I really want to enjoy these few days with my kids but I can't forget about work

OP posts:
BrikSchittHaus · 26/10/2011 20:27

a lot of companies now have something along the lines of a counselling support line that they have a contract with to provide support for exactly these issues, is this something that you have? these are confidential and there for you to use as a support

if this isn't available, I would have an informal chat with your temporary manager and HR, more as a "I would like some more support please as I am struggling and worried about the impact on the Customer and btw it is impacting on my stress levels and home life" try to be practical as in what resource would help you to achieve what you need to? from your company's point of view, this sounds like a big Customer, it is likely that they would be willing to spend some money to keep them happy. unless you shout, they will think that you are managing - you always sound very capable.

Finally, you should go to your GP re the stress issue and how you are feeling. Chances are talking therapies and CBT will be available and they should be able to help manage the stress you are dealing with at work. I found that having an independent sympathetic ear, goes a long way to lower my stress levels.

BrikSchittHaus · 26/10/2011 20:28

what I meant to say was that although there isn't a magic wand, there are a number of small things that can be done that will go a fair way to easing the burden.

Ormirian · 26/10/2011 20:37

Thanks so much brik.

No counselling available at work sadly.

I will try my GP but she is so damned keen to put me back on ads.... I went in about something entirely different and she kept mentioning that I sounded depressed! But I guess if I specifically ask for some sort of talking therapy she might get the idea. She is a reasonable woman just seems fixated on depression - I have been depressed but I'm not depressed now!

If I start talking to my manager at work I will cry I suspect and that wouldn't be pretty for either of us Hmm

btw thanks for 'you always sound very capable'! Smile I like to think I am usually but getting a bit flaky atm. It's funny but since I suffered from stress last time it's like touching a bruise - I react so much quicker to stressful situations and I have to use deliberate strategies to calm down again.

OP posts:
BrikSchittHaus · 26/10/2011 20:55

I seem to remember (not stalking promise) that you work in quite a specialised IT position? And you are very capable and switched on - it'll be ok, because you're asking for help, and being flaky rocks - you're human not a robot.

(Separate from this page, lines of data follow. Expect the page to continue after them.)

PR #1349, opened 2016-03-11
Use build host D real type [was ARM/AArch64 updates to master (support 64-bit/128-bit real type)]

smolt:
master builds on ARM and phobos hello world works.  Now need to get ARM tests working, starting by putting 64-bit real support back in root/port.d.

Note there is more stuff in previous port.c C++ version that needs to move up to D version, such as supporting big endian.

edit: this has morphed into something simpler - just use real type of the build host D compiler.  It is needed on all the non-x86 hosts until real type cross-compiling is supported.

### DIFF
--- a/ddmd/root/port.d
+++ b/ddmd/root/port.d
@@ -84,20 +84,6 @@ extern (C++) struct Port
         static __gshared bool yl2xp1_supported = false;
     }
     static __gshared real snan;
-    static this()
-    {
-        /*
-         * Use a payload which is different from the machine NaN,
-         * so that uninitialised variables can be
-         * detected even if exceptions are disabled.
-         */
-        ushort* us = cast(ushort*)&snan;
-        us[0] = 0;
-        us[1] = 0;
-        us[2] = 0;
-        us[3] = 0xA000;
-        us[4] = 0x7FFF;
-    }
 
     static bool isNan(double r)
     {
@@ -114,9 +100,11 @@ extern (C++) struct Port
         return a % b;
     }
 
-    static real fequal(real a, real b)
+    static bool fequal(real a, real b)
     {
-        return memcmp(&a, &b, 10) == 0;
+        // don't compare pad bytes in extended precision
+        enum sz = (real.mant_dig == 64) ? 10 : real.sizeof;
+        return memcmp(&a, &b, sz) == 0;
     }
 
     static int memicmp(const char* s1, const char* s2, size_t n)


smolt:
hmm, need another way to break the import cycle.

JohanEngelen:
@smolt  For endianness, I recently found `llvm/Support/Endian.h` that might be of help.

yebblies:
Maybe it would be better to move to an explicit init function?

smolt:
> Maybe it would be better to move to an explicit init function?

Could you outline what you are thinking?

kinke:
That little fix for 64-bit front-end reals is fine by me. It's all transitional until we have a proper solution.

ddmd/root/port.d
```diff
@@ -38,6 +38,15 @@ version(CRuntime_Microsoft)
...
 }
 
+// Forward declare these to to avoid cycle
+// import ddmd.target : Target
+version (none) // not working!  hard code below for now
+private extern (C++) struct Target
+{
+    extern static __gshared int realsize;
+    extern static __gshared int realpad;
+}
```
kinke: Not needed, right? Using those was my first approach too... :)

yebblies:
> Could you outline what you are thinking?

If module constructors are causing problems with import cycles, they can be replaced with a regular function that gets called from main.

smolt:
Hey - good news!  Only this change needed for ddmd on ARM and a `version(ARM)` in phobos `std.experimental.allocator.building_blocks.region`.  A couple test failures but they are the two outstanding and understood ARM test failures with ltsmaster: `std.internal.math.errorfunction` and runnable/constfold.d.

For fun I will try another round trip and see if this ldc2 can also compile master.

> If module constructors are causing problems with import cycles, they can be replaced with a regular function that gets called from main

Ok.

smolt:
I just got rid of the Port's `static this()` to break the cycle, replacing it with -- nothing.  This strange loops way of thinking is probably flawed but why initialize `snan` when the D compiler compiling port.d already knows its value and will set it.

smolt:
Using `Target.realsize` for `fequal()` doesn't work on windows because it is the compiler's `real` type, not target's, that matters here.  dmd `real` size is 10, but target size is 8.  Since this is a transitional change, I think I will dump most of this and go for a minimal change to support 64-bit `real`.

kinke:
> I think I will dump most of this and go for a minimal change to support 64-bit real.

Sounds good. That would also be needed when building LDC for Windows and choosing LDC to compile the front-end (64-bit reals too).

kinke:
I've just cancelled the AppVeyor jobs for your 2nd last commit (I'd like to get some feedback wrt. the introduction of 32-bit AppVeyor jobs before going to bed :grin:).
```printf("real.sizeof %zu realsize %d realpad %d \n", real.sizeof, Target.realsize, Target.realpad);```
Just in case: `real.sizeof` would be 16 (64-bit front-end compiled by DMD) or 8 (compiled by LDC), and `Target.realsize` would always be 8 (and no padding obviously). For MSVC targets that is. We'd still use 80-bit reals for MinGW targets.

**Comment by smolt** [comment]
Perfectly fine.

**Comment by smolt** [comment]
> For fun I will try another round trip and see if this ldc2 can also compile master.

LDC compiles itself fine!  I cleaned up all the experiments and did minimum for ARM little endian 64-bit reals.  Targeting a different real type than the build compiler is left as an exercise for the reader.

**Comment by redstar** [comment]
Maybe you could also add an else clause for 128-bit reals? This helps on AArch64.

**Comment by smolt** [comment]
You timing is ------


------ perfect!

I was just making an upstream PR.  The bit pattern is in the old ports.c?  I'll look.

**Comment by smolt** [comment]
@redstar - take a look, I don't have AArch64 test environment with 128-bit real, so just went by wikipedia for format (https://en.wikipedia.org/wiki/Quadruple-precision_floating-point_format).  If figured the `snan` would be similar as other cases: a quiet nan with MSB of payload set.  If you like, I'll add it to the upstream PR.

**Comment by kinke** [comment]
> Have you submitted this upstream? This should be uncontroversial, and I'd be happy to merge it.

As I already mentioned, this is all transitional. A proper way of tackling this in a somewhat greater context is https://github.com/D-Programming-Language/dmd/pull/5471 and implementing a custom `real_t` with accompanying `CTFloat` helper.
As soon as D <-> C++ works (#1312 + some lifetime issues), we can merge an elaborated #1317 and then begin using an arbitrary precision library like MPFR for compile-time math in `CTFloat`. That will render LDC decoupled from the `real` type used by the D compiler for compiling the front-end, AND fully solve the floating-point cross-compilability issues.

**Comment by smolt** [comment]
@kinke - I had just typed something like that up as a reason not to do this change upstream, but hesitated before clicking "comment".  Decided to just do it, then tacked on Kai's aarch64 stuff.  I could easily close it.  One thing is for sure, something needs to be in 1.0.0 so ARM doesn't regress.

@redstar - I re-read IEEE 754 NaN formats and it looks to me like 80-bit extended `snan` is a signalling NaN (makes sense by the name), but the 64-bit double `snan` pattern I snagged from port.d is a quiet NaN.  I did the same quiet NaN payload for 128-bit quad.  Was this an error in previous port.c?

**Comment by kinke** [comment]
I think the 64-bit `snan` should be DMD's `double.init`. This `snan` represents the init value for compile-time reals.

**Comment by smolt** [comment]
> I think the 64-bit snan should be DMD's double.init. This snan represents the init value for compile-time reals.

It actually works to just declare `real snan;` and use it because the D compiler already has it builtin and real is already 64-bits (not cross-compiling, the compiler is already hosted on ARM).  Even the original `snan` initialization before this PR is not needed since you have a D compiler that already knows it.  I had that for while, then I thought the `snan` pattern becomes lost from the source code, too much mystery.

**Comment by kinke** [comment]
> I had that for while

Of course, now I remember. Yeah, that works if we trust the D compiler's bitpattern, which sounds feasible to me.

**Comment by redstar** [comment]
It is like the 80-bit case with four additional `0`:

            else static if (real.mant_dig == 113)
            {
                us[0] = 0;
                us[1] = 0;
                us[2] = 0;
                us[3] = 0;
                us[4] = 0;
                us[5] = 0;
                us[6] = 0;
                us[7] = 0xA000;
                us[8] = 0x7FFF;
            }

**Comment by smolt** [comment]
> us[7] = 0xA000;
> us[8] = 0x7FFF;

Ok - updated.

That is still a quiet NaN.  Shouldn't the double 64-bit and quadruple 128-bit cases be a signaling NaN too, like the extended precision 80-bit?

I made this table of +NaN bit patterns based on various Internet sources (set MSB sign-bit for -NaN bit patterns).

Double
- s NaN 7FF0_0000_0000_0001 - 7FF7_FFFF_FFFF_FFFF
- q NaN 7FF8_0000_0000_0000 - 7FFF_FFFF_FFFF_FFFF

Extended
- s NaN 7FFF_8000_0000_0000_0001 - 7FFF_BFFF_ ... _FFFF
- ind   7FFF_C000_0000_0000_0000 (special case of quiet NaN)
- q NaN 7FFF_C000_0000_0000_0001 - 7FFF_FFFF_ ... _FFFF

Quadruple
- s NaN 7FFF_0000_0000_0000_0000_0000_0000_0001 - 7FFF_7FFF_ ... _FFFF
- q NaN 7FFF_8000_0000_0000_0000_0000_0000_0000 - 7FFF_FFFF_ ... _FFFF

**Comment by kinke** [comment]
Seriously guys, is there any reason to discuss bit patterns at this stage? There'll be no LDC (based on master, not on ltsmaster) and no DMD compiler supporting 128-bit reals anyway until we introduce a software `real_t` for LDC (needed to cross-compile ddmd for the desired AArch64 target, before being able to build the 1st native AArch64 LDC with 128-bit reals). So why bother?
I'd simply leave it as `real snan;` for the time being, and leaving the pattern to the D compiler compiling the front-end. LLVM's APFloat obviously has a SNaN for all supported formats, so we'll most likely never need these bitpatterns anymore.

**Comment by redstar** [comment]
@kinke See my native AArch64 buildbot at http://redstarbuildbot.mynetgear.com:12080/waterfall. I am porting 0.17.0 to AArch64.

**Comment by kinke** [comment]
Cool! But why v0.17?

I mean I do see the beauty/simplicity of not having to rely on an existing D compiler. On the other hand, given how close we are to proper cross-compilation, I don't see a huge disadvantage by simply requiring the previous LDC version or something like that to compile the front-end.

For new platforms for which there's no compatible D compiler yet, but which LLVM is able to target, cross-compiling the ddmd modules on a dev box and then copying them over to a native box for C++ compiling and linking, to build the first LDC of its kind, doesn't seem that bad to me. Keeping on using the C++ linker instead of the D one as in Johan's PR would simplify things a bit, but that's only required as long as there's no reasonably working D compiler for the target platform.

**Comment by smolt** [comment]
I'm fine with eliminating the `snan` initialization.  I'll remove it.  Since this is temporary, maybe enclose changes with IN_LLVM version and I then close the upstream PR.  I added another commit to show this.  I'll squash later if this is a good.  I've tested on my ARM, seems good to me.  I mean, LDC compiling LDC compiling LDC on ARM is still pretty neat.

Yes to this concept?
Yes to no upstream PR?

**Comment by redstar** [comment]
For now it is much easier to use the C++ version. As long as the `real` support is not finished it is a constant source of errors. E.g. cross-compiling and running druntime tests on qemu has less errors than on real hardware because the different real type is incorrectly compiled.
But I agree that we should aim for an easier solution than maintaining 0.17 forever.

**Comment by kinke** [comment]
@smolt: I'd be in favour of trying to get the current state of this PR upstream - i.e., no explicit initialization (just dropping the static ctor altogether) and `fequal()` as you implemented it here (but without `version(LDC)` guard obviously).
Btw, how does the `is` operator work? I.e., `static bool fequal(real a, real b) { return a is b; }`...

**Comment by smolt** [comment]
> static bool fequal(real a, real b) { return a is b; }

good idea, seems to me it should work. I'll try it.

File: ddmd/root/port.d [hunk 2]
```diff
@@ -116,6 +117,13 @@ extern (C++) struct Port
 
     static real fequal(real a, real b)
```
smolt: Never noticed until now.  Why return a `real` when used only for boolean result?  I plan to change as @kinke suggested.

kinke: Yep, I fixed that one in #1317 / https://github.com/D-Programming-Language/dmd/pull/5471 too.

kinke:
I've seen the `is` operator being used in `isInfinity()`, but I don't actually know its semantics. ;)
What's also affected by the size of the `real` type is `isSignallingNan()`. IIRC, we don't use it in LDC, but it's used by the dmd backend, so you'll have to fix it for the upstream PR. Maybe `is real.init` works here too.

smolt:
Fails with dmd as compiler 🤔 Why would that be?

kinke:
Yep, very interesting, especially the dmd-testsuite failures. `runnable/constfold.d:321`:
```D
static assert((5.1 is 5.1) == 1);
```
`0 == 1`. So DMD's `is` in `Port.fequal()` seems to differ from LDC's. Even so, why would 2 identical double literals differ? `is` won't compare the addresses (for value types), so does DMD somehow compare the compile-time `real` padding?

smolt:
Does this seem acceptable and something worth pushing upstream as a transitional change until proper real_t is implemented?  @redstar, can you see if it works for quadruple precision?  If so, I will squash it and update the dmd PR.

smolt:
squashed and new upstream PR D-Programming-Language/dmd#5646 created.

smolt:
The upstream PR was merged.  Does it help with future front end merges if I now cherry-pick the dmd commit in place of the commit in this PR?  The deltas are identical.

smolt:
Ah, yeah I forgot ldc and dmd were disjoint.  Most my upstream changes have been in runtime which can be git cherry-picked.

I would suggest being honest but gently firm with your doctor and say something like - you appreciate her concern re depression but actually you'd like to learn how to manage difficult/ stressful situations better and if you knew you were handling it and learning to cope with tough situations (such is life - you can't avoid them and live in a bubble) would actually reduce the chance of you having to revert to meds and becoming depressed, be honest about the effects of the anti-ds on you and your personality

and it would be less like touching a bruise and more like handling things is in your hands?

If a face-face chat with work is difficult - could you compose an email. Not a "aaaaaaaaaaargh" I can't cope (because you can) but more objective, this is where we are, this is the issue that we're struggling with, this is the business impact, and incidentally this is the impact on you and you're having to your GP for support and it is disrupting your family time.

from the outside it looks like you need to deal with the customer and mad busy issue and learn on your own terms, how to deal with the shite/ stress that life chucks at you in a positive way - it sounds wanky but learning to address the oh shit panic and holding your breath at every shit email/ call will be so worth it.